Before you adhere your spines you will want to cut a 45 degree notch in the top of them. Just a little one. This is so the dividers themselves are
easier to slide in. You may also want to cut little notches (with a razor knife) in the lip of the rim so the divider can slide in easier.









Next you will want to take the spine and put a thin bead of sealant down the middle of the spine. It really doesn't take much. Then place the spine inside of the tank and holding the top and bottom, line it up with the marker line as best you can and push it the the inside wall of the aquarium.
Push and wiggle a little and it will create a good seal. You may want to keep some paper towels and Q-tips on hand to clean up the excess that squeezes out.

Once you get both spines (or all 4 spines in if your dividing 3 ways) let it set. Next you will want to measure the inside of the tank from front to back. Instead of trying to go off of known dimensions I found this was the easiest way. Once you have your measurement subtract 1/8" inch and this will be the dividers width. (Should be about 9 5/8".) And it should be the same height as the spine which is 11 1/4".

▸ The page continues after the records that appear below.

PR #3261, opened 2026-09-09
Add fix

Opt-Mucca:
## Description

This stops the case where the post-solve stack rejects merging a parallel column yet the code continues to modify the problem despite the fail. I think the `break` was accidentally gated behind a debug check, although I think it can be downgraded to ` continue`. It seems that the tolerance checks can be slightly different at different points (probably some scaling). I don't see this affecting any models within our test set. This fix also came from an instance* that @odow generated with an LLM fuzzer.

## Checklist

- [x] Tests are passing


fwesselm (approved):
Nice @Opt-Mucca!!

Opt-Mucca:
@fwesselm I've just added the tiny MIP model that was failing as a test case. Will merge when tests pass.

fwesselm:
> @fwesselm I've just added the tiny MIP model that was failing as a test case. Will merge when tests pass.

Let me put the test into the test file directly instead of using MPS.

PR #3264, opened 2026-09-10
Aggregate implications

fwesselm:
## Description

This PR adds aggregations for implied bounds (implications) as described by [Chen et al., Exploiting Variable Implications in Presolve for Mixed Integer Programming](https://doi.org/10.48550/arXiv.2607.04313).

Note that the current code does not consider cliques, i.e. "implications" between binary variables.

Unfortunately, the effect on performance is relatively small (ratios of shifted geometric means are close to 1.0). However, the models `gfd-schedulen180f7d50m30k18` and `neos-4763324-toguru` (where 50% of the rows are eliminated) can be solved to optimality within a time limit of two hours with the new technique.

I added unit tests for the new technique.

Note that the paper also describes "implication aware" constraint propagation, which I will investigate next.

## Checklist

- [x] Tests are passing


highs/mip/HighsCliqueTable.cpp
```diff
@@ -987,6 +987,33 @@ void HighsCliqueTable::extractCliques(
   }
 }
 
+template <bool Sort, typename Comparator>
+HighsInt HighsCliqueTable::extendClique(
+    std::vector<HighsInt>& neighbourhoodInds, std::vector<CliqueVar>& clqVars,
+    HighsInt seedPos, HighsInt extensionEnd, const Comparator& candidateOrder) {
+  for (HighsInt i = seedPos; i < extensionEnd; ++i) {
+    if (Sort)
```
Opt-Mucca, line 995: I'm not sure on the C++ here: So this wouldn't sort if there's a `lambda` that always returns `false`? If not, doesn't this introduce some slight overhead that didn't used to exit?

highs/presolve/HPresolve.cpp
```diff
@@ -9113,25 +9119,203 @@ void HPresolve::extractVarBounds(HighsInt row) {
...
+            HighsHashTree<HighsInt, colImpliedBounds>& boundsMap,
+            double baseBound, HighsInt direction) {
+          for (const auto& clique : cover) {
+            if (clique.size() < 2) continue;
+
+            // find an unconsumed row to reuse and remove the rest
+            HighsInt row = -1;
+            for (const auto& var : clique) {
+              const auto* bounds = boundsMap.find(var.col);
+              HighsInt currentrow = bounds->originalBound.origin;
```
Opt-Mucca, line 9259: I think there needs to be a check here that `currentrow` is still single sided.

Opt-Mucca (approved):
@fwesselm I've got one C++ question and one potential correctness error that I believe is a one line fix. The rest looks good!

highs/presolve/HPresolve.cpp
fwesselm: @Opt-Mucca, currently, the code only stores `origin` with a VLB/VUB if the source row is not ranged:

```
   // only record origin for size-2 one-sided rows that can be safely rewritten
    HighsInt origin = rowsize[row] == 2 && !isRanged(row) ? row : -1;
```

Therefore, all rows will be one-sided in this loop.

highs/mip/HighsCliqueTable.cpp
fwesselm: I know this looks weird, but `Sort` is a template parameter, so `if (Sort)` is resolved at compile time. With `extendClique<false>`, the sort branch is eliminated entirely - the comparator is dead code.

Opt-Mucca: Thank you for the explanation!

highs/presolve/HPresolve.cpp
Opt-Mucca: Can't the source row get updated to become double-sided though, e.g., parallel row merging? Or all origins invalidated by such a solution path?

fwesselm: @Opt-Mucca, any modification made to the row (via `addToMatrix`) will reset the origin. I will have a closer look and double-check.

fwesselm: Helloooo @Opt-Mucca! Looks like there are a couple of cases where just the row side(s) are manipulated in presolve, which should also trigger a reset of the origin. Also, I noticed that dual row bounds are not updated in these cases, so there is more to investigate. Hoooooray!

Opt-Mucca: I was also completely missing the case where the RHS value changes.....

fwesselm: @Opt-Mucca, this should be fixed by #3270.

Opt-Mucca:
@fwesselm I'm happy for this to be merged whenever now provided that it's performance positive

PR #3269, opened 2026-09-11
Make feasibility jump code more robust (Fix #3262)

### LINKED ISSUE #3262: Segfault in feasibility jump
Version: v1.15.1
Language: Julia

MIP

macOS

**What did you do?**
```Julia
julia> using JuMP, HiGHS

julia> model = read_from_file("/Users/oscardowson/Claude/highs-fuzzer/results/issue-12/minimized/model.mps")
A JuMP Model
├ solver: none
├ objective_sense: MIN_SENSE
│ └ objective_function_type: AffExpr
├ num_variables: 2
├ num_constraints: 4
│ ├ AffExpr in MOI.GreaterThan{Float64}: 2
│ ├ AffExpr in MOI.LessThan{Float64}: 1
│ └ VariableRef in MOI.Integer: 1
└ Names registered in the model: none

julia> set_optimizer(model, HiGHS.Optimizer)

julia> set_attribute(model, "presolve", "off")

julia> optimize!(model)
Using BLAS: Apple Accelerate 
MIP has 3 rows; 2 cols; 5 nonzeros; 1 integer variables (0 binary)
Coefficient ranges:
  Matrix  [1e+00, 1e+02]
  Cost    [0e+00, 0e+00]
  Bound   [0e+00, 0e+00]
  RHS     [3e+02, 3e+02]

Presolve is switched off

Solving MIP model with:
   3 rows
   2 cols (0 binary, 1 integer, 0 implied int., 1 continuous, 0 domain fixed)
   5 nonzeros
   Thread count 4 (of 8 threads). Using 1 max workers. Parallel search off

[2864] signal (10.1): Bus error: 10
in expression starting at REPL[16]:1
_ZN24external_feasibilityjump7Problem8setValueIZNS_21FeasibilityJumpSolver14doVariableMoveEjEUlNS_15LhsModificationEE_EEmjdT_ at /Users/oscardowson/.julia/artifacts/5a3d28a9c8ef24dab596551d0b991b2f9d029ee7/lib/libhighs.1.15.dylib (unknown line)
```

```
NAME        
ROWS
 N  NoObj   
 G  r0      
 L  r1      
 G  r2      
COLUMNS
    MARK0000  'MARKER'                 'INTORG'
    x0        r1        -100
    x0        r2        1
    MARK0001  'MARKER'                 'INTEND'
    x1        r0        -1
    x1        r1        1
    x1        r2        -1
RHS
    RHS_V     r1        308
BOUNDS
 FR BOUND     x0      
 FR BOUND     x1      
ENDATA
```

Here's the LP file, but it doesn't reproduce.
```
\ File written by HiGHS .lp file handler
min
 obj: 
st
 r0: -1 x1 >= +0
 r1: -100 x0 +1 x1 <= +308
 r2: +1 x0 -1 x1 >= +0
bounds
 x0 free
 x1 free
bin
gen
 x0
semi
end
```

Optimal solution

**What did you see instead?**
Segfault

BenChampion:
## Description

This fixes the issue that @odow identified in #3262.

Details:
* The ultimate cause is a move score that eventually hits minus infinity, at which point minus infinity no longer works as "a value less than any value that appears" when taking a maximum.
* This PR fixes a proximate cause (variable index equal to sentinel value). This could occur for other reasons (for example, an empty row), and is a lot easier than fixing the fundamentals of the algorithm (which one way or another we may replace anyhow).
* The new test problem has a slight modification so that the origin isn't feasible. This is just to future-proof the test a bit in case we expand the scope of the trivial heuristics. (At the moment they don't run for this problem [because it contains a continuous variable](https://github.com/ERGO-Code/HiGHS/blob/5a91a74429b2e4feddf929999c07439181863744/highs/mip/HighsMipSolverData.cpp#L272). Any thoughts on this @jajhall?)

## Checklist

- [x] Tests are passing

## Related issue
Closes #3262

### DIFF
--- a/check/TestMipSolver.cpp
+++ b/check/TestMipSolver.cpp
@@ -1730,6 +1730,33 @@ TEST_CASE("issue-3171", "[highs_test_mip_solver]") {
   solve(highs, kHighsOnString, require_model_status, optimal_objective);
 }
 
+TEST_CASE("issue-3262", "[highs_test_mip_solver]") {
+  Highs highs;
+  highs.setOptionValue("output_flag", dev_run);
+
+  HighsLp lp;
+  lp.sense_ = ObjSense::kMinimize;
+  lp.num_col_ = 2;
+  lp.num_row_ = 3;
+  lp.col_lower_ = {-kHighsInf, -kHighsInf};
+  lp.col_upper_ = {kHighsInf, kHighsInf};
+  lp.col_cost_ = {0., 0.};
+  lp.integrality_ = {HighsVarType::kInteger, HighsVarType::kContinuous};
+  lp.row_lower_ = {1., -kHighsInf, 1.};
+  lp.row_upper_ = {kHighsInf, 307., kHighsInf};
+  lp.a_matrix_.format_ = MatrixFormat::kColwise;
+  lp.a_matrix_.start_ = {0, 2, 5};
+  lp.a_matrix_.index_ = {1, 2, 0, 1, 2};
+  lp.a_matrix_.value_ = {-100., 1., -1., 1., -1.};
+
+  highs.passModel(lp);
+  highs.setOptionValue("presolve", "off");
+
+  REQUIRE_NOTHROW(highs.run());
+
+  highs.resetGlobalScheduler(true);
+}
+
 TEST_CASE("issue-2900", "[highs_test_mip_solver]") {
   std::string filename =
       std::string(HIGHS_DIR) + "/check/instances/issue-2900.mps";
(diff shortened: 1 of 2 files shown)


jajhall (approved):
Looks fine to me. 

As for the trivial heuristic not being applied to problems with continuous variables, my instinct is that the all-zero integer assignment is only worth trying "for free" as it's unlikely to give a good primal bound (even if feasible), so it's not worth solving an LP when, in most cases, the task of the LP would be to determine infeasibility of the assignment.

After you get the divider(s) cut out, it is a good idea to use the left over spines for top and bottom supports. It's not necessary, but I find that it adds a good amount of rigidity to the divider. Measure the inside from one spine to the other (should be about 8 3/4") and that will be the length of your top and bottom supports. Use a sharp pair of scissors cut the spines for the top and bottom supports and slide them on. Once you get your divider put together with the supports on, it's time to slide it in. It may be tricky at first but take your time. The further you get it in the spines the easier it will be to slide down.

You should have a perfect fit like this.









You can also use the electrical tape to run a strip down the front to cover up where the spine is adhered to the tank. This makes for a more professional look.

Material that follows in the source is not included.